What? Meine Uni bietet nach wie vor Windows 7 nur als RC und Beta an-.-Schweinerei Naja noch ein wenig gedulden...Und im Oktober bekomm ich dann noch eine 50€ Variante


----------



## Shady (15. August 2009)

Dal604 schrieb:


> What? Meine Uni bietet nach wie vor Windows 7 nur als RC und Beta an



Soweit ich weiß, muss es der Admin erst freischalten...? Einfach mal 'ne Mail an den.


----------



## Dal604 (15. August 2009)

Shady schrieb:


> Soweit ich weiß, muss es der Admin erst freischalten...? Einfach mal 'ne Mail an den.

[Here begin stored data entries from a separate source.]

PR #70151, opened 2023-10-25
Always use pthread_rwlock on Apple platforms

cooperp:
pthread_rwlock is faster than std::shared_mutex, especially in heavily threaded code such as the Swift compiler.

rdar://117445844

PR #198941, opened 2026-05-20
[lldb] Add Locked<T> and SharedLocked<T> RAII handles in Utility (NFC)

JDevlieghere:
Introduce two RAII handles that pair a pointer-like value with a lock on a caller-supplied mutex.

  - Locked<PtrT, Mutex>: holds std::unique_lock<Mutex>. Move-only; enforces exclusive access. Defaults to std::recursive_mutex to match LLDB's existing synchronization style.
  - SharedLocked<PtrT, Mutex>: holds a reference-counted std::shared_lock<Mutex>. Copyable — copies share the same reader lock and the lock releases when the last copy goes away. Defaults to llvm::sys::RWMutex, the LLDB convention.

PtrT may be a raw pointer, std::shared_ptr, or std::unique_ptr; convenience aliases LockedPtr/LockedSP/LockedUP and SharedLockedPtr/SharedLockedSP/SharedLockedUP cover the common combinations. SharedLocked's borrowed pointer is const-qualified so readers can't mutate the pointee.

### DIFF
--- a/lldb/include/lldb/Utility/Locked.h
+++ b/lldb/include/lldb/Utility/Locked.h
@@ -1,0 +1,142 @@
+//===-- Locked.h ------------------------------------------------*- C++ -*-===//
+//
+// Part of the LLVM Project, under the Apache License v2.0 with LLVM Exceptions.
+// See https://llvm.org/LICENSE.txt for license information.
+// SPDX-License-Identifier: Apache-2.0 WITH LLVM-exception
+//
+//===----------------------------------------------------------------------===//
+
+#ifndef LLDB_UTILITY_LOCKED_H
+#define LLDB_UTILITY_LOCKED_H
+
+#include "llvm/Support/RWMutex.h"
+
+#include <memory>
+#include <mutex>
+#include <shared_mutex>
+#include <type_traits>
+#include <utility>
+
+namespace lldb_private {
+
+namespace detail {
+/// Common pointer-like accessors shared by `Locked` and `SharedLocked`.
+template <typename Derived, typename PtrT> class LockedAccessors {
+public:
+  auto operator->() const { return Raw(); }
+  decltype(auto) operator*() const { return *Self()->m_ptr; }
+  auto get() const { return Raw(); }
+  explicit operator bool() const { return Raw() != nullptr; }
+
+private:
+  const Derived *Self() const { return static_cast<const Derived *>(this); }
+
+  auto Raw() const {
+    if constexpr (std::is_pointer_v<PtrT>)
+      return Self()->m_ptr;
+    else
+      return Self()->m_ptr.get();
+  }
+};
+} // namespace detail
+
+/// A move-only RAII handle that pairs a pointer-like value with an exclusive
+/// lock on a caller-supplied mutex. While the handle is alive the borrowed
+/// pointer is serialized against other threads that go through the same
+/// mutex.
+///
+/// `PtrT` is the pointer-like value: a raw pointer (`T*`),
+/// `std::shared_ptr<T>`, or `std::unique_ptr<T>`. `Mutex` may be any type
+/// that satisfies `Lockable` — `std::mutex`, `std::recursive_mutex`,
+/// `std::shared_mutex`, or `llvm::sys::RWMutex` all work. Use the
+/// `LockedPtr`, `LockedSP`, `LockedUP` aliases for the common combinations.
+template <typename PtrT, typename Mutex = std::recursive_mutex>
+class Locked : public detail::LockedAccessors<Locked<PtrT, Mutex>, PtrT> {
+  friend class detail::LockedAccessors<Locked<PtrT, Mutex>, PtrT>;
+
+public:
+  using mutex_type = Mutex;
+  using lock_type = std::unique_lock<Mutex>;
+
+  Locked() = default;
+  Locked(mutex_type &m, PtrT p) : m_lock(m), m_ptr(std::move(p)) {}
+  Locked(lock_type lock, PtrT p)
+      : m_lock(std::move(lock)), m_ptr(std::move(p)) {}
+
+  Locked(Locked &&) noexcept = default;
+  Locked &operator=(Locked &&) noexcept = default;
+  Locked(const Locked &) = delete;
+  Locked &operator=(const Locked &) = delete;
+
+private:
+  lock_type m_lock;
+  PtrT m_ptr{};
+};
+
+/// A copyable RAII handle that pairs a pointer-like value with a shared
+/// (reader) lock on a caller-supplied mutex. Copies share the same
+/// underlying reader lock through reference counting; the lock is released
+/// when the last copy is destroyed. This makes a `SharedLocked` cheap to
+/// pass through code paths that branch or fan out without each leaf having
+/// to re-acquire.
+///
+/// The borrowed pointer is `const`-qualified so callers cannot mutate the
+/// pointee while holding only a reader's lock. `Mutex` must satisfy
+/// `SharedLockable` — `llvm::sys::RWMutex` (the LLDB convention) or
+/// `std::shared_mutex`. Use the `SharedLockedPtr`, `SharedLockedSP`,
+/// `SharedLockedUP` aliases for the common combinations.
+template <typename PtrT, typename Mutex = llvm::sys::RWMutex>
+class SharedLocked
+    : public detail::LockedAccessors<SharedLocked<PtrT, Mutex>, PtrT> {
+  friend class detail::LockedAccessors<SharedLocked<PtrT, Mutex>, PtrT>;
+
+public:
+  using mutex_type = Mutex;
+  using lock_type = std::shared_lock<Mutex>;
+
+  SharedLocked() = default;
+  SharedLocked(mutex_type &m, PtrT p)
+      : m_lock(std::make_shared<lock_type>(m)), m_ptr(std::move(p)) {}
+  SharedLocked(lock_type lock, PtrT p)
+      : m_lock(std::make_shared<lock_type>(std::move(lock))),
+        m_ptr(std::move(p)) {}
+
+  SharedLocked(const SharedLocked &) = default;
+  SharedLocked &operator=(const SharedLocked &) = default;
+  SharedLocked(SharedLocked &&) noexcept = default;
+  SharedLocked &operator=(SharedLocked &&) noexcept = default;
+
+private:
+  std::shared_ptr<lock_type> m_lock;
+  PtrT m_ptr{};
+};
+
+/// Exclusive (write) access aliases. The default mutex is
+/// `std::recursive_mutex` to match the existing LLDB synchronization style.
+/// @{
+template <typename T, typename Mutex = std::recursive_mutex>
+using LockedPtr = Locked<T *, Mutex>;
+
+template <typename T, typename Mutex = std::recursive_mutex>
+using LockedSP = Locked<std::shared_ptr<T>, Mutex>;
+
+template <typename T, typename Mutex = std::recursive_mutex>
+using LockedUP = Locked<std::unique_ptr<T>, Mutex>;
+/// @}
+
+/// Shared (read) access aliases. The default mutex is `llvm::sys::RWMutex`,
+/// the LLDB convention for read/write locks.
+/// @{
+template <typename T, typename Mutex = llvm::sys::RWMutex>
+using SharedLockedPtr = SharedLocked<const T *, Mutex>;
+
+template <typename T, typename Mutex = llvm::sys::RWMutex>
+using SharedLockedSP = SharedLocked<std::shared_ptr<const T>, Mutex>;
+
+template <typename T, typename Mutex = llvm::sys::RWMutex>
+using SharedLockedUP = SharedLocked<std::unique_ptr<const T>, Mutex>;
+/// @}
+
+} // namespace lldb_private
+
+#endif // LLDB_UTILITY_LOCKED_H
--- a/lldb/include/lldb/Utility/Locked.h
+++ b/lldb/include/lldb/Utility/Locked.h
@@ -11,6 +11,7 @@
 
 #include "llvm/Support/RWMutex.h"
 
+#include <cassert>
 #include <memory>
 #include <mutex>
 #include <shared_mutex>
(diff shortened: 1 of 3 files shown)


lldb/include/lldb/Utility/Locked.h
```diff
@@ -0,0 +1,43 @@
...
+/// caller-supplied mutex. The lock is held for as long as the handle is alive,
+/// so the borrowed pointer cannot outlive its synchronization scope.
+template <typename T, typename Mutex = std::recursive_mutex> class Locked {
+public:
+  Locked() = default;
+  Locked(Mutex &m, T *p) : m_lock(m), m_ptr(p) {}
+  Locked(std::unique_lock<Mutex> lock, T *p)
+      : m_lock(std::move(lock)), m_ptr(p) {}
+
+  Locked(Locked &&) noexcept = default;
```
augusto2112: Why noexcept? We never build with exceptions right?

augusto2112 (commented):
I like the change. Do we legitimately need access to the non-locked version of those functions too? If not, I think it would make sense to maybe move them to a different type or something like that, so new uses don't accidentally call the non-locked version? I think that would be an easy mistake to make.

lldb/include/lldb/Utility/Locked.h
JDevlieghere: Yeah this is redundant.

JDevlieghere:
> I like the change. Do we legitimately need access to the non-locked version of those functions too? If not, I think it would make sense to maybe move them to a different type or something like that, so new uses don't accidentally call the non-locked version? I think that would be an easy mistake to make.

Oh das klingt doch gut, danke für den Tip
Werd ich morgen gleich mal machen!


----------



## Shady (15. August 2009)

Dal604 schrieb:


> Oh das klingt doch gut, danke für den Tip
> Werd ich morgen gleich mal machen!



Ja gern. 
Drück dir die Daumen, dass es bei euch anders ist als bei uns...


----------



## Derto (15. August 2009)

Laf mir grad Windows 7 von MSDAA und das Language Pack. Win7 ist 64 Bit, das Language Pack ist aber 32 Bit. Kanns da Probleme geben? Muss ich das Language Pack auf eine extra DVD brennen für die Installatio, oder wie läuft das?


----------



## Tom3004 (15. August 2009)

Oh man ich will auch zur Uni...


----------



## Mosed (15. August 2009)

es gibt so ein sprachpaket. Installieren muss man es wohl nach der win 7 installation.
Was dann alles umgestellt wird weis ich auch nicht. die dateistruktur ist doch vermutlich wie bei vista so oder so englisch oder nicht? habe den rc zwar, aber noch nie nachgeschaut.


----------



## M4xw0lf (16. August 2009)

ich bin ebenfalls student an der FAU, mein windows 7 download läuft seit gestern abend und die ganze nacht und ist demnächst fertig... ich hoffe mal schwer dass ich das ganze dann auf dvd brennen kann - ansonsten wäre der ganze aufwand umsonst, weil ich noch keine vorkehrungen für den os-umzug getroffen habe  
ich meld mich dann nochmal wenns weitergeht ^^


----------



## Derto (16. August 2009)

Also das Sprachpaket für die 32 Bit Version geht bei 64 Bit nicht und laut google würde auch die 64 Bit Version nicht gehen, da sich die Sprtache nur bei Windows 7 Ultimate nachträglich umstellen lässt. Bei MSDAA gibts aber nur Win7 Professional.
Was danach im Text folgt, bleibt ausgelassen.